2018年08月27日

自在吊り

      高 さ 調 整

 SANY3035.JPG先日、我家の孫が長い竹の棒を見つけ遊んでいたが、その後上の孫娘も金具の棒を見つけ、振り回していたので、危ないから私が取り上げた。
 小さい孫は直ぐに竹の棒を捨てて行ってしまったが、上の孫が「おじいちゃんこれなあに」と、私が取り上げた長い金具を指差して、不思議そうな顔をしていた。
 孫たちは床の間の隅においてあったこれを見つけて持って来たが、それが何だか知る由もなく、只遊びの道具としてもって来たに過ぎず、振り回して遊んでいたのだ。

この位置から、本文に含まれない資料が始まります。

PR #1074, opened 2020-02-13
feat: enable bytes read tracking

### LINKED ISSUE #956: progress tracking when uploading big file
Maybe I missed something but couldn't find a way to track progress during uploading. Is it possible to do it now?

I think it would be great to have an option for example:

`const options = {
   onProgress: (data) => {
          console.log(data.loadedBytes)
       }
  };`

`await storage.bucket(bucketName).upload(filename, options);`

AVaksman:
Design: Changes to `file.createWriteStream()`
- Introduce a `ProgressStream` class that extends from native `Trasform`
   - on every chunk emits a `'progress'` event with total calculated `bytesRead` value.
- add an instance of ProgressStream to the pipe.
- If `options.onUploadProgress` is provided by user add a `'progress'` listener that passes the total 
   `bytesRead` value to `options.onUploadProgress`.

Fixes #956


src/file.ts
```diff
@@ -1752,12 +1754,20 @@ class File extends ServiceObject<File> {
...
+      });
+    }
+
     const fileWriteStream = duplexify();
 
     const stream = streamEvents(
       pumpify([
         gzip ? zlib.createGzip() : through(),
         validateStream,
+        progressStream,
```
stephenplusplus: Referring back to an old comment (https://github.com/AVaksman/nodejs-storage/pull/12#discussion_r364463846), was it possible to move this below the write stream?

src/file.ts
```diff
@@ -1752,12 +1754,20 @@ class File extends ServiceObject<File> {
       md5,
     });
 
+    const progressStream = new ProgressStream();
+    if (options.onUploadProgress) {
+      progressStream.on('progress', bytesRead => {
+        options.onUploadProgress!({bytesRead});
```
stephenplusplus: [previous comment](https://github.com/AVaksman/nodejs-storage/pull/12#discussion_r364464162)

We should just forward this event to the returned stream, rather than the handler (IMO). Keeps with the streaming API, so we don't have to mix callbacks/streams.

From `bucket#upload`, it should accept `onUploadProgress` there:

```js
Bucket.prototype.upload = function (opts) {
  file.createWriteStream()
    .on('progress', opts.onUploadProgress)
}
```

 孫たちが見つけて遊んでいた物は、床の間の掛け軸に使用するもの、通称「自在」と呼ばれている物、床の間の掛け軸を掛けるときに使う道具。
 高さが自由に変えられるように、竹製で金具が上下する仕掛けになっているもの、もう1つは金属製の金具で、これも自由に上下するもの、上の孫が持っていたものは金属製のもの。

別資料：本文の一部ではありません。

PR #1079, opened 2020-02-18
feat: allow date to be specified for v4 signed URLs

### LINKED ISSUE #1041: Add option to specify date in getSignedUrl
https://cloud.google.com/storage/docs/access-control/signed-urls

From the documentation, signed urls support the following headers.
```
X-Goog-Date: The date and time the signed URL became usable, in the ISO 8601 basic format YYYYMMDD'T'HHMMSS'Z'.

X-Goog-Expires: The length of time the signed URL remained valid, measured in seconds from the value in X-Goog-Date. In this example the Signed URL expires in 15 minutes. The longest expiration value is 604800 seconds (7days).
```

However, with respect to the javascript api, only the expiration is a valid input

https://github.com/googleapis/nodejs-storage/blob/b1c60bbfb11319a6543b0f137e3c2e3d1db9dd11/src/file.ts#L68

```
export interface GetSignedUrlConfig {
  action: 'read' | 'write' | 'delete' | 'resumable';
  version?: 'v2' | 'v4';
  cname?: string;
  contentMd5?: string;
  contentType?: string;
  expires: string | number | Date;
  extensionHeaders?: http.OutgoingHttpHeaders;
  promptSaveAs?: string;
  responseDisposition?: string;
  responseType?: string;
}
```

In the code, `X-Goog-Date` is always set to `Date.now` and `X-Goog-Expires` is calculated relative to `Date.now`.

I propose adding an option to specify the the `date` field and default it to `Date.now`. 

My use case is, for a short time, I would like the same call to `getSignedUrl` to return the same value. As is, this is impossible, since `Date.now` is forever changing.

I can take a stab at adding this feature if it is accepted.

rhodgkins:

Fixes #1041 🦕

### DIFF
--- a/src/file.ts
+++ b/src/file.ts
@@ -72,6 +72,7 @@ export interface GetSignedUrlConfig {
   contentMd5?: string;
   contentType?: string;
   expires: string | number | Date;
+  usableFrom?: string | number | Date;
   extensionHeaders?: http.OutgoingHttpHeaders;
   promptSaveAs?: string;
   responseDisposition?: string;
@@ -80,6 +81,7 @@ export interface GetSignedUrlConfig {
 
 interface GetSignedUrlConfigInternal {
   expiration: number;
+  usableFrom: Date;
   method: string;
   name: string;
   resource?: string;
@@ -2409,6 +2411,10 @@ class File extends ServiceObject<File> {
    *     signed url.
    * @param {string} [config.responseType] The response-content-type parameter
    *     of the signed url.
+   * @param {*} [config.usableFrom=Date.now()] A timestamp when this link became usable. Any value
+   *     given is passed to `new Date()`.
+   *     Note: Use for 'v4' only.
+   *     See [reference]{@link https://cloud.google.com/storage/docs/access-control/signed-urls#example}
    * @param {GetSignedUrlCallback} [callback] Callback function.
    * @returns {Promise<GetSignedUrlResponse>}
    *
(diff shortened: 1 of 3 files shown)


src/file.ts
```diff
@@ -72,6 +72,7 @@ export interface GetSignedUrlConfig {
   contentMd5?: string;
   contentType?: string;
   expires: string | number | Date;
+  usableFrom?: string | number | Date;
```
frankyn: Please add a system test to confirm this works with the service.

rhodgkins: Done - also added conformance test case

AVaksman:
The [documentation](https://cloud.google.com/storage/docs/access-control/signed-urls#example) reads.

> X-Goog-Date: The date and time the signed URL **became usable**, in the ISO 8601 basic format YYYYMMDD'T'HHMMSS'Z'

Does that mean that if `X-Goog-Date:` header is set with a date and time _**in the future**_ the `signed url` should fail if used prior to `X-Goog-Date:` set date?

If yes, than we should system-test for that.
@frankyn

conformance-test/test-data/v4SignedUrl.json
```diff
@@ -41,6 +41,16 @@
         "timestamp": "20190301T090000Z",
         "expectedUrl": "https://storage.googleapis.com/test-bucket/test-object?X-Goog-Algorithm=GOOG4-RSA-SHA256&X-Goog-Credential=test-iam-credentials%40dummy-project-id.iam.gserviceaccount.com%2F20190301%2Fauto%2Fstorage%2Fgoog4_request&X-Goog-Date=20190301T090000Z&X-Goog-Expires=20&X-Goog-SignedHeaders=host&X-Goog-Signature=9669ed5b10664dc594c758296580662912cf4bcc5a4ba0b6bf055bcbf6f34eed7bdad664f534962174a924741a0c273a4f67bc1847cef20192a6beab44223bd9d4fbbd749c407b79997598c30f82ddc269ff47ec09fa3afe74e00616d438df0d96a7d8ad0adacfad1dc3286f864d924fe919fb0dce45d3d975c5afe8e13af2db9cc37ba77835f92f7669b61e94c6d562196c1274529e76cfff1564cc2cad7d5387dc8e12f7a5dfd925685fe92c30b43709eee29fa2f66067472cee5423d1a3a4182fe8cea75c9329d181dc6acad7c393cd04f8bf5bc0515127d8ebd65d80c08e19ad03316053ea60033fd1b1fd85a69c576415da3bf0a3718d9ea6d03e0d66f0"
     },
+    {
```
frankyn: Remove this as it's not necessary here.

system-test/storage.ts
```diff
@@ -3277,6 +3277,19 @@ describe('storage', () => {
       assert.strictEqual(body, localFile.toString());
     });
 
+    it('should create a signed read url with usableFrom', async () => {
```
frankyn: Pending reply from the Storage backend team. I'll get back to you as soon as I get an update.

JustinBeckwith:
@frankyn @jkwlui this PR is getting crusty :) What are the plans here?

frankyn:
Apologies for the delay, we can move forward with this change. @rhodgkins could you resolve conflicts with master?

shaffeeullah:
Feature is implemented by https://github.com/googleapis/nodejs-storage/pull/1328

 この金属製のものは現在主流になっている由、竹製の物は便利さと値段の高さで金属製に負けている由、孫は金属製で伸び縮みがスムーズな物を不思議に思っていたらしい。

SANY3030.JPG 何故伸びちじみする事が理解できなくて、その上穴だらけであり、やっぱり不思議でならない様子、言葉で言っても理解できないと思い、掛け軸を掛けて見せれば、「何だ、そんな事する物なのか」と目を丸くした。
 現在の家庭では、余り使わなくなってしまった掛け軸、四季折々先立って床の間に飾った物だが、今は床の間も無くなってしまい、子供たちが見る機会も無くなった。

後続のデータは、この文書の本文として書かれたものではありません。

PR #1116, opened 2020-03-20
samples: add v4 signed policy sample

frankyn:


samples/generateV4SignedPolicy.js
```diff
@@ -0,0 +1,64 @@
...
+  // Imports the Google Cloud client library
+  const {Storage} = require('@google-cloud/storage');
+
+  // Creates a client
+  const storage = new Storage();
+
+  async function generateV4SignedPolicy() {
+    // These options will allow temporary uploading of a file
+    // through an HTML form.
+    const file = myBucket.file('my-file');
```
jkwlui: myBucket needs to be defined; use `filename` instead of `my-file`

```javascript
const bucket = storage.bucket(bucketName);
const file = bucket.file(filename)
```

samples/generateV4SignedPolicy.js
```diff
@@ -0,0 +1,64 @@
...
+    const expires = Date.now() + 600 * 1000; //  10 minutes
+    const options = {
+      expires,
+      fields: {'x-goog-meta-test': 'data'},
+    };
+
+    // Get a v4 signed URL for uploading file
+    await file.getSignedPolicyV4(options, function(err, policy) {
+      // Create an HTML form with the provided policy
+      console.log(`<form action='${policy.url}' method='POST' enctype="multipart/form-data">\n`);
```
jkwlui: This line and below:
`console.log` comes with carriage return, so `\n` is not needed here :)

samples/generateV4SignedPolicy.js
```diff
@@ -0,0 +1,64 @@
...
+    // through an HTML form.
+    const file = myBucket.file('my-file');
+    const expires = Date.now() + 600 * 1000; //  10 minutes
+    const options = {
+      expires,
+      fields: {'x-goog-meta-test': 'data'},
+    };
+
+    // Get a v4 signed URL for uploading file
+    await file.getSignedPolicyV4(options, function(err, policy) {
```
jkwlui: here we're mixing async/await with callback.

Change to:
```javascript
const [response] = await file.getSignedPolicyV4(options);

// do something with
response.url
response.fields
```

jkwlui:
@frankyn patched up the comments and made tests pass. PTAL!

samples/generateV4SignedPolicy.js
```diff
@@ -0,0 +1,69 @@
...
+ * at https://cloud.google.com/storage/docs.
+ */
+
+function main(bucketName = 'my-bucket', filename = 'test.txt') {
+  // [START storage_generate_post_policy_url_v4]
+  /**
+   * TODO(developer): Uncomment the following lines before running the sample.
+   */
+  // const bucketName = 'Name of a bucket, e.g. my-bucket';
+  // const filename = 'File to access, e.g. file.txt';
```
frankyn: File to create

samples/generateV4SignedPolicy.js
```diff
@@ -0,0 +1,69 @@
...
+      `<form action='${response.url}' method='POST' enctype="multipart/form-data">`
+    );
+    // Include all fields returned in the HTML form as they're required
+    for (const name of Object.keys(response.fields)) {
+      const value = response.fields[name];
+      console.log(`  <input name='${name}' value='${value}' type='hidden'/>`);
+    }
+    console.log("  <input type='file' name='file'/>");
+    console.log("  <input type='submit' value='Upload File' name='submit'/>");
+    console.log('</form>');
```
frankyn: Could you instead return the form as a string?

 当然、それが何だかも分かろうはずも無いが、実際に見せてやれば、「何だ、分かった」と直ぐに覚えるものなのだが、それも見る機会も無くなってしまったようだ。
 我家の孫も、其れ以来この自在を見ると、「おじいちゃん、これあそこに掛けるものだよね」と指差して示すようになり、一つ大人になったように思えた。